Your goal — Here is the task for the records below: repeat exactly the lines from the one with "Add equation of" to the one with "seems like there", both included, and nothing else.

Dataset entries —
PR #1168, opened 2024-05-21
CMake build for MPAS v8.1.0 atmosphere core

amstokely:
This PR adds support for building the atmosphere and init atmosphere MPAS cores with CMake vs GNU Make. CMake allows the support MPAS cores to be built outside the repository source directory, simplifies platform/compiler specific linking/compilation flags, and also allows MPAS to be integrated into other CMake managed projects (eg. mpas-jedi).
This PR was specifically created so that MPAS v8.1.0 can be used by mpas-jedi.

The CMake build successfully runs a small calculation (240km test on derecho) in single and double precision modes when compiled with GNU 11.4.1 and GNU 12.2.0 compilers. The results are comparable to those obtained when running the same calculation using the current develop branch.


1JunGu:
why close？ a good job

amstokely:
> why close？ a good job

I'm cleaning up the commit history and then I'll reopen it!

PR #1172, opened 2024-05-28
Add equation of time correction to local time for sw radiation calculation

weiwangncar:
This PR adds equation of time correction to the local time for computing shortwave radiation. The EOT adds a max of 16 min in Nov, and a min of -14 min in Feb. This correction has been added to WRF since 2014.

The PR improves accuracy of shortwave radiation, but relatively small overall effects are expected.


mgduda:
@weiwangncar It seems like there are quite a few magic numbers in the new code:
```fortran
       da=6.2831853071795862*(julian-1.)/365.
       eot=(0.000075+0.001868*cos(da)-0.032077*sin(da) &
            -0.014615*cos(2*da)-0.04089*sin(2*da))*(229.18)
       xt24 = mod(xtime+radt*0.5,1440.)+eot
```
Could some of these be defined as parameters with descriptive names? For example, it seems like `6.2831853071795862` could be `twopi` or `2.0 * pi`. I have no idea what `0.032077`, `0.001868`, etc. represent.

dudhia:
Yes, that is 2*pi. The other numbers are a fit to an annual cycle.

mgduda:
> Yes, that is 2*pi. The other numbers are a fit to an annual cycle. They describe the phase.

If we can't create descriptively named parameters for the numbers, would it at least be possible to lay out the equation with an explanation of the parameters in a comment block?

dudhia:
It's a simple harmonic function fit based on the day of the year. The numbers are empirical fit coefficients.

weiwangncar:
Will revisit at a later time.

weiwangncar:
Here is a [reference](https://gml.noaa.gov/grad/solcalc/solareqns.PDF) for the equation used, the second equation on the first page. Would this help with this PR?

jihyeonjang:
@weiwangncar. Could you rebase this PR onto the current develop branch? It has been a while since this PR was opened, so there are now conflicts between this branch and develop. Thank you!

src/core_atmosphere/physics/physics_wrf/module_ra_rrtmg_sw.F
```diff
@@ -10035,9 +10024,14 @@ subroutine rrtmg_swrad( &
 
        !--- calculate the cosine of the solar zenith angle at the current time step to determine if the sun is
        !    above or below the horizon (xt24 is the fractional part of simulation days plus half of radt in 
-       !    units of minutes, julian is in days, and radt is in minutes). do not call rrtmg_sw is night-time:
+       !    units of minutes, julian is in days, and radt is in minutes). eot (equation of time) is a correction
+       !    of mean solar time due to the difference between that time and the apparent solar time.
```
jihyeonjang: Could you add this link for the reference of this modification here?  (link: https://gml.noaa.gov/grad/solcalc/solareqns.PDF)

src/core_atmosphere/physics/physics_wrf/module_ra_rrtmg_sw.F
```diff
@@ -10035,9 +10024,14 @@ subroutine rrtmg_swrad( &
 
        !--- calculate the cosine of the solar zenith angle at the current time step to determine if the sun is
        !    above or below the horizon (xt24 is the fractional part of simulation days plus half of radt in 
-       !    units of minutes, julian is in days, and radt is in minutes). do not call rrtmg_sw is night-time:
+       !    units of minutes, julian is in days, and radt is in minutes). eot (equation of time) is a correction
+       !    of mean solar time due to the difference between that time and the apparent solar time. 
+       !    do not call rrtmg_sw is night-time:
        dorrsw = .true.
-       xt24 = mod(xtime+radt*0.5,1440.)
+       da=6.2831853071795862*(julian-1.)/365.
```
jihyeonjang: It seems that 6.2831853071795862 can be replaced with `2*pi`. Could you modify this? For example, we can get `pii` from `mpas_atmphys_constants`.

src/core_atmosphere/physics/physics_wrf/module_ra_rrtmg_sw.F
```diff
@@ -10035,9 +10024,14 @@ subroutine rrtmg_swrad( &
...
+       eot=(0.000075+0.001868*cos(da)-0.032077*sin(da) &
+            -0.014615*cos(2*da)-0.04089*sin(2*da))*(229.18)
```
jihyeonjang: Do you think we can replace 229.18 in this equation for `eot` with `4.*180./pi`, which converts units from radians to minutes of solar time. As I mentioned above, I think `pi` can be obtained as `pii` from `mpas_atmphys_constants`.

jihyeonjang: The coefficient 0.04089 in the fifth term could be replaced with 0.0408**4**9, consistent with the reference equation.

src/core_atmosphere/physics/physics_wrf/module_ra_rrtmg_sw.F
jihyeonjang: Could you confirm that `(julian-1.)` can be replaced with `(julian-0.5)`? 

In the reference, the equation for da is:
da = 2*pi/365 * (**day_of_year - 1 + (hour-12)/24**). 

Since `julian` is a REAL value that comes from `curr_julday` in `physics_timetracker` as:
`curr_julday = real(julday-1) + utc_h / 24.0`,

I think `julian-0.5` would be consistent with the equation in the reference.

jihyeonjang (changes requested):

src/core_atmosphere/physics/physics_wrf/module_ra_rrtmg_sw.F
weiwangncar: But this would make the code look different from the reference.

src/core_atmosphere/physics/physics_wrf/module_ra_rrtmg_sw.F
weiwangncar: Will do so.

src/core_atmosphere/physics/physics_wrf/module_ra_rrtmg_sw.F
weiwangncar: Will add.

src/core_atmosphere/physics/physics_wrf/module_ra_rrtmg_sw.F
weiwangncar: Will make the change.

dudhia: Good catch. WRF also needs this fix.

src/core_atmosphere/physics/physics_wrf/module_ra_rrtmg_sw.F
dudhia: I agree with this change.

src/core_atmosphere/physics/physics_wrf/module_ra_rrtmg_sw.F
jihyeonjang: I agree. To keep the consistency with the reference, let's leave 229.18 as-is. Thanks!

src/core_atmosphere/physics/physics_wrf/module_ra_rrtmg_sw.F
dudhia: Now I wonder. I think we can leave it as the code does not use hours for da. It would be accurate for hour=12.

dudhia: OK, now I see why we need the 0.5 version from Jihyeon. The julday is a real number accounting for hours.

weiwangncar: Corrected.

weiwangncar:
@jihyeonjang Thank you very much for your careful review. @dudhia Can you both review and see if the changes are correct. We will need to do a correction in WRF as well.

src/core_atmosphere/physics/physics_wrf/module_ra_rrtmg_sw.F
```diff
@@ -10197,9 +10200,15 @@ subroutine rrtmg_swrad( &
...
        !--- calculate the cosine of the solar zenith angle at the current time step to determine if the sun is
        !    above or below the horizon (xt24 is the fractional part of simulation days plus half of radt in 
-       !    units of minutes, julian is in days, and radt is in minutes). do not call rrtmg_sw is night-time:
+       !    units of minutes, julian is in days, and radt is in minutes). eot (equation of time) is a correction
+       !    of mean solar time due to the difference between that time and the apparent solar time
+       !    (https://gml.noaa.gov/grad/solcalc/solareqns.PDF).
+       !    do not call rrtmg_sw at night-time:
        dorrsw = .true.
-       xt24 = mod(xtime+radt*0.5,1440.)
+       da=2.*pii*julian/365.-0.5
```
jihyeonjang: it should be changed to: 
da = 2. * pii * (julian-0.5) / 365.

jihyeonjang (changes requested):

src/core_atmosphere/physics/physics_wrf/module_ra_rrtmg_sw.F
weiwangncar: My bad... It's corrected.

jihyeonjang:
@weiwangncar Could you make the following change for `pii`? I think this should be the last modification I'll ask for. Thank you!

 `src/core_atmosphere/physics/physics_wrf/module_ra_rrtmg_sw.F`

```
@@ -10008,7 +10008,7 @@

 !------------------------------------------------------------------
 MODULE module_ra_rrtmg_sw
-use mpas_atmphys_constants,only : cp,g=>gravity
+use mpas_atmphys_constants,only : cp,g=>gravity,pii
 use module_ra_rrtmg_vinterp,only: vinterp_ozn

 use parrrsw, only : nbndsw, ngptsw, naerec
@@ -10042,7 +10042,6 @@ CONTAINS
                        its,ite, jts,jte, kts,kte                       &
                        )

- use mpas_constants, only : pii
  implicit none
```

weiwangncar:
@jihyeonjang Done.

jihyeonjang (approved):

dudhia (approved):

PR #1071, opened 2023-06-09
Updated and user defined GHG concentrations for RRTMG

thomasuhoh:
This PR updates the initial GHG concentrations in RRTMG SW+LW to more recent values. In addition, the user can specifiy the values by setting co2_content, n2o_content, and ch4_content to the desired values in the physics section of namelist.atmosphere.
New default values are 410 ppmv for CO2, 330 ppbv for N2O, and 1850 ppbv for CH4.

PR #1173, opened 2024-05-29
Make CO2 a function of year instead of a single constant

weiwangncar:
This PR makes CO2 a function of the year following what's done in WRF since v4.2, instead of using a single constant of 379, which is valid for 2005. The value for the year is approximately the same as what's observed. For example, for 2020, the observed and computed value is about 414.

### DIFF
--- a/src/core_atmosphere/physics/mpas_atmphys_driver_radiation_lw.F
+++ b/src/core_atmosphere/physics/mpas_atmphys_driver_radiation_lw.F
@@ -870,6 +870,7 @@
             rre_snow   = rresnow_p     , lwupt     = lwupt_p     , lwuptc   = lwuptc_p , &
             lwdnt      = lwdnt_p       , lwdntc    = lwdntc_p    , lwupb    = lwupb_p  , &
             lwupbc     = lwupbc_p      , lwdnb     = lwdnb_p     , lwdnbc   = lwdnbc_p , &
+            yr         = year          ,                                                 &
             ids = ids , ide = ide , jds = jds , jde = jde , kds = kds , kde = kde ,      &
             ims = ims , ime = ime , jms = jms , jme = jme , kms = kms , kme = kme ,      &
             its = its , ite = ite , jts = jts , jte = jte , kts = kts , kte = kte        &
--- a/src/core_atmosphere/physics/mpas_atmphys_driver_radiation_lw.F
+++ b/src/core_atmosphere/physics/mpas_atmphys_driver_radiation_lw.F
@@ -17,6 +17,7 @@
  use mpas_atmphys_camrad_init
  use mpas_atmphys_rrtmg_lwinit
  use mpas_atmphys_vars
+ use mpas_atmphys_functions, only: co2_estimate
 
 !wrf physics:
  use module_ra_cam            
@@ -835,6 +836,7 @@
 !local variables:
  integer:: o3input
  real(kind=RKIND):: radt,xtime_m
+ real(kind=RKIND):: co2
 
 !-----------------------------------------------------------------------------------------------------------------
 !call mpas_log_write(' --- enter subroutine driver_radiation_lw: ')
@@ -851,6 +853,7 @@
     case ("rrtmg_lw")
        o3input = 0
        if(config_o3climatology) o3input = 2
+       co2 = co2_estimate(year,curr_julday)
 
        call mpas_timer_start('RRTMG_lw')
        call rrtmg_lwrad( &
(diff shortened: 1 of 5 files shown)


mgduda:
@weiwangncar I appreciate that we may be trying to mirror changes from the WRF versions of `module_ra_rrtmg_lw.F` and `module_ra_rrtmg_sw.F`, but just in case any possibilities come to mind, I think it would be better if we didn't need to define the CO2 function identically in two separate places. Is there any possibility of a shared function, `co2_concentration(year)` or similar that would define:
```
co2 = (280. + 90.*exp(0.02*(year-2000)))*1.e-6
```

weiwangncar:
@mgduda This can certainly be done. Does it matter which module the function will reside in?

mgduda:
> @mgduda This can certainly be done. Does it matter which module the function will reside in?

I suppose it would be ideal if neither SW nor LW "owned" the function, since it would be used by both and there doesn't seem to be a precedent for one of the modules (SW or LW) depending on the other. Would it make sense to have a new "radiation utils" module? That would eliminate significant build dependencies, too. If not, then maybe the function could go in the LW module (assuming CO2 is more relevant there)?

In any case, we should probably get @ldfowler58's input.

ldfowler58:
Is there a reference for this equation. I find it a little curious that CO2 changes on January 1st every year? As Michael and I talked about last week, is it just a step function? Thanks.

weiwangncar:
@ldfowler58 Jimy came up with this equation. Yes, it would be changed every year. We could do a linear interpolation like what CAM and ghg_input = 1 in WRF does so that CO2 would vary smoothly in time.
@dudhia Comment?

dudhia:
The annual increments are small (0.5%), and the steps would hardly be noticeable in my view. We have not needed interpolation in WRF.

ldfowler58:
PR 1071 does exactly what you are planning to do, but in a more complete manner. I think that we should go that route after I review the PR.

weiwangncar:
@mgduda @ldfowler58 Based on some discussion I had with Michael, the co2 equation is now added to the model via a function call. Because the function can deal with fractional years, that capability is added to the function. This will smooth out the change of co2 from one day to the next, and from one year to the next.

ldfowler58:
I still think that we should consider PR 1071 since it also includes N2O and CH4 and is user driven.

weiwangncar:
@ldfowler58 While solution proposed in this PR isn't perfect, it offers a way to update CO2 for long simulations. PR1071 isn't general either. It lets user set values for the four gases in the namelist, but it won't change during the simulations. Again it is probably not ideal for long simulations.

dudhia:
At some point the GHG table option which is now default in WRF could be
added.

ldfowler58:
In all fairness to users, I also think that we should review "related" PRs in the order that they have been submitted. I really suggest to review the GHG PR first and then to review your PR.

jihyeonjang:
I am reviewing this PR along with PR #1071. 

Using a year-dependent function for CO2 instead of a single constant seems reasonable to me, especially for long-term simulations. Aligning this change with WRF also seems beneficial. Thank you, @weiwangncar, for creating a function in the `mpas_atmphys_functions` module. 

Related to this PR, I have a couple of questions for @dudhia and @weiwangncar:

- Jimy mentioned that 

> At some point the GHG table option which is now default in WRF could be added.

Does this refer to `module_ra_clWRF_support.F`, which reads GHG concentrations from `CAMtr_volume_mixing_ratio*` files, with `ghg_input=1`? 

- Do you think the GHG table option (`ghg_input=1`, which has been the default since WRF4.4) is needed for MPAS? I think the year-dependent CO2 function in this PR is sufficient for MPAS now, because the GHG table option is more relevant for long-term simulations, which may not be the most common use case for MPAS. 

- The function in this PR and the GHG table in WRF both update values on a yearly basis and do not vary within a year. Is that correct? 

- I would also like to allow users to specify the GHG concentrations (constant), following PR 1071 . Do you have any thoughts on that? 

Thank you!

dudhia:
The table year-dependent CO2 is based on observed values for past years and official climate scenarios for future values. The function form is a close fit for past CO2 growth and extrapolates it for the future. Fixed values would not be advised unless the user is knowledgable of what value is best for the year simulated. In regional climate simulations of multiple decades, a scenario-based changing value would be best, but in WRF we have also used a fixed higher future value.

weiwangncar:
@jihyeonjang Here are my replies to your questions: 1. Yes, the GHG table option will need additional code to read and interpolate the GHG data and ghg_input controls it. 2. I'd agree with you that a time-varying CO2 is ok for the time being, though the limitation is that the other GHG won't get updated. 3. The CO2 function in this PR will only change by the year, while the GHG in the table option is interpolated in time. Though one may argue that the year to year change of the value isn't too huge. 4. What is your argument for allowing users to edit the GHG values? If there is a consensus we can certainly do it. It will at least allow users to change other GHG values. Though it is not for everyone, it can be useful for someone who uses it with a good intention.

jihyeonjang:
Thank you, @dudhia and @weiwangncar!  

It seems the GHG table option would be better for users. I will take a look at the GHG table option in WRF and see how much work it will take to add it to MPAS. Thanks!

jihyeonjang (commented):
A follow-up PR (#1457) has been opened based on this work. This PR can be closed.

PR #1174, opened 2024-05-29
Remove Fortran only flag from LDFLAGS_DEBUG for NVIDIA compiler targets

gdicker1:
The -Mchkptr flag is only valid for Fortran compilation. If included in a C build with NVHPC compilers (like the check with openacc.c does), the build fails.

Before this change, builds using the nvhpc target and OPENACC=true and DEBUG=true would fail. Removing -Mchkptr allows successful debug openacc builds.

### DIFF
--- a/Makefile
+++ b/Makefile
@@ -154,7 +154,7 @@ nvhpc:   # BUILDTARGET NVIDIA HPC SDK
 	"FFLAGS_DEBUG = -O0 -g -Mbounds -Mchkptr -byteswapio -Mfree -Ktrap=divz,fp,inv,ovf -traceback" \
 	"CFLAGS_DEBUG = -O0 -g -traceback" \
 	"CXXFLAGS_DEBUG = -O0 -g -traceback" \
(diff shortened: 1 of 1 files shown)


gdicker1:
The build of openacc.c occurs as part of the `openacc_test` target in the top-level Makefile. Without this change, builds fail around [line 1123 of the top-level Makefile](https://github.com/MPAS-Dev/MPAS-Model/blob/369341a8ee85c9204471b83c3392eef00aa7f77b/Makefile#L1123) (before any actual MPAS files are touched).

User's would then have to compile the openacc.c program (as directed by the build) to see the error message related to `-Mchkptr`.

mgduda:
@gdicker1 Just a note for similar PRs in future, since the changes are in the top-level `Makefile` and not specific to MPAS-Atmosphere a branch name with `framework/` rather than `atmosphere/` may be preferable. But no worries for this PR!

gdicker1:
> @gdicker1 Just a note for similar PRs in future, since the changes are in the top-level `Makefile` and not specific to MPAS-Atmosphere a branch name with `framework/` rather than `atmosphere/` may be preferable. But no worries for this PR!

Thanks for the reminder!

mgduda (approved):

Reply to the exercise —
Add equation of time correction to local time for sw radiation calculation

weiwangncar:
This PR adds equation of time correction to the local time for computing shortwave radiation. The EOT adds a max of 16 min in Nov, and a min of -14 min in Feb. This correction has been added to WRF since 2014.

The PR improves accuracy of shortwave radiation, but relatively small overall effects are expected.


mgduda:
@weiwangncar It seems like there are quite a few magic numbers in the new code:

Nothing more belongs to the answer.